Tottenham Hotspur manager Mauricio Pochettino says the Premier League season should have started later, claiming the summer internationals have left it “very difficult” to prepare his players.
On Thursday, Pochettino said coaches had been put in an “impossible,” no-win situation by football’s decision-makers, telling a news conference: “You cannot play the Euros and start [the Premier League season] on Aug. 13. How can you give rest to the players, after the whole season?”
Spurs goalkeeper Hugo Lloris will miss the next month after picking up a hamstring injury in the opening minutes of Spurs’ Premier League curtain-raiser at Everton, having played just 45 minutes of preseason after captaining France in the Euro 2016 final on July 10.
Pochettino said Lloris and Tottenham’s other Euro 2016 representatives had been left in a “very bad” situation by the demanding international and domestic schedule.
Next summer there is no major football tournament and, asked if the Premier League should have started later, Pochettino replied: “I think, yes. Why rush to start the competition? Why?
“I understand that it’s business — our supporters and the people want to watch football — but it is very bad for the players.”
Lloris was among 10 of Spurs’ 11 Euro 2016 representatives who did not travel to Melbourne for the International Champions Cup from July 22-29, remaining in London while Pochettino received daily reports and videos of their progress.

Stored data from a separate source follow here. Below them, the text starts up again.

PR #789, opened 2024-12-11
Import issuer response includes friendly name

### LINKED ISSUE #785: Imported Issuer clarity
**Describe the bug**
As @dannyleesmith has reported on [Vault 26037](https://github.com/hashicorp/vault/issues/26037), when importing an issuer for CA rotation, the response is unclear and there is no way to consistently identify the newly imported issuer which is especially a problem for automation.

**Expected behavior**
The response should include an explicit identifier or metadata for issuers to simplify automation workflows and make it easier for operators to reference the correct issuer.

**Suggested Solution**
In RFC #679, @Gabrielopesantos has suggested importing an issuer with a friendly name which can later be referenced for update operations:

> Submit CA with Name (POST /ssh/issuers/import/:issuer_name): This is an extension of the ‘Submit CA Information’ endpoint but accepts an optional issuer_name parameter so the CA information has a name reference. If the name is left empty, a Unix timestamp will be used instead and an actual name can then be set using the 'Update CA' endpoint.

This idea can be similarly implemented in PKI, by introducing a new endpoint and enhancements:
- Add new issuer end point to accept the `issuer_name` and imports 1 issuer only. 
- Current endpoints cannot be modified to accept `issuer_name` since multiple can be imported at once so this would cause ambiguity.
- Update endpoint can take in `issuer_name` as reference.
---

This can be labelled **secret/pki**
Thank you @cipherboy for the suggestion! I am working on a solution :)

fatima2003:
As described in [Vault Issue #26037](https://github.com/hashicorp/vault/issues/26037), the current issuer import response does not provide a clear or consistent way to identify newly imported issuers, particularly for automation purposes. This makes it challenging to reference specific issuers in subsequent operations. 

This update enhances the `/pki/issuers/import/bundle` and `/pki/intermediate/set-signed` endpoints by allowing an optional `issuer_name` parameter, with responses now including a `issuer_name` field for easier reference. Issuers can also be updated by using their `issuer_name`, streamlining automation workflows.

Resolves #785 [Vault #26037](https://github.com/hashicorp/vault/issues/26037)

**TO DO** 
- [X] User can specify `issuer_name` and response includes this name.
- [ ] User can update issuer using `issuer_name`
- [ ] Create Comprehensive test
- [ ] Add docs

### DIFF
--- a/builtin/logical/pki/path_manage_issuers.go
+++ b/builtin/logical/pki/path_manage_issuers.go
@@ -220,6 +220,10 @@ func pathImportIssuer(b *backend) *framework.Path {
 				Description: `PEM-format, concatenated unencrypted
 secret-key (optional) and certificates.`,
 			},
+			"issuer_name": {
+				Type:        framework.TypeString,
+				Description: "Optional friendly name to assign to the imported issuer.",
+			},
 		},
 
 		Operations: map[logical.Operation]framework.OperationHandler{
@@ -296,13 +300,19 @@ func (b *backend) pathImportIssuers(ctx context.Context, req *logical.Request, d
 
 	var pemBundle string
 	var certificate string
+	var issuerName string
 	rawPemBundle, bundleOk := data.GetOk("pem_bundle")
 	rawCertificate, certOk := data.GetOk("certificate")
+	rawIssuerName, nameOk := data.GetOk("issuer_name")
+
 	if bundleOk {
 		pemBundle = rawPemBundle.(string)
 	}
 	if certOk {
 		certificate = rawCertificate.(string)
+	}
+	if nameOk {
+		issuerName = rawIssuerName.(string) // Type assertion to convert interface{} to string
 	}
 
 	if len(pemBundle) == 0 && len(certificate) == 0 {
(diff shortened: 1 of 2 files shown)


cipherboy:
Hey @fatima2003 -- do you recall where this one was at?

fatima2003:
> Hey @fatima2003 -- do you recall where this one was at?

Hi @cipherboy, lemme wrap her up

fatima2003:
Hello @cipherboy o/  

I was looking back into what the blocker for this PR was. Multiple issuers can be imported at once, so assigning a single `issuer_name` like done in [SSH: Submit issuer with optional name](https://openbao.org/api-docs/secret/ssh/#submit-issuer-with-optional-name) would not work in pki.

What do you think of a field, `issuer_names` that maps the name to the cert serial number similar to what was suggested in https://github.com/hashicorp/vault/issues/26037?

cipherboy:
@fatima2003 The issue is that multiple certificates might share a serial number... :thinking: I think our last discussion on this was a new import-single-issuer with name parameter like this one? Perhaps taking `issuer`, `private_key`, `issuer_name`, `key_name` as fields?

What's your thoughts on that?

fatima2003:
@cipherboy ooh yes serial numbers are not a good identifier 🫢

I like that idea and it's similar to the ssh endpoint as well. When I thought of this solution earlier, I wasn't sure if it solved the issue of reducing ambiguity when multiple issuers are imported since, currently, if you import one issuer in your bundle, you can grab the issuer reference from the returned `imported_issuers` safely.

That said, a dedicated single-issuer import endpoint sidesteps the whole ambiguity thing more explicitly so I think its a solid direction :))

cipherboy:
@fatima2003 Cool, let's go for it then :-D

cipherboy:
Hey @fatima2003 are you interested in finishing this? Hope all is well! :-)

But eight of Pochettino’s starting XI at Goodison Park played at the European Championship and the manager says the players remain at different levels of fitness, making it almost impossible for him to prepare training sessions.
“The problem is we need to adapt the preseason for the players who were involved in the Euros,” he added.
“They arrive all at different times because they finish in different times. It is a very hard thing to do and it is very tough to manage them during the season, too, because it is not the same when you play 90 minutes.
“For example, Saturday, the level of [players’] fitness are all different and some players need to rest one day more, or 12 hours more, and you have to do this and that to change the training session.
“That is very difficult. It is a difficult job for the sports science and medical department because you are a manager who says, ‘I want to do a tactical session,’ and they say, ‘Yes, but be careful with this guy because he is tired, this one is not good, maybe it is better that this one does not train and rests a little bit more.’
“Always, it is a mess and in your head you are mad when you try to put all that together to try to play well afterwards.”
Spurs face Crystal Palace at White Hart Lane on Saturday in their second Premier League match of the season.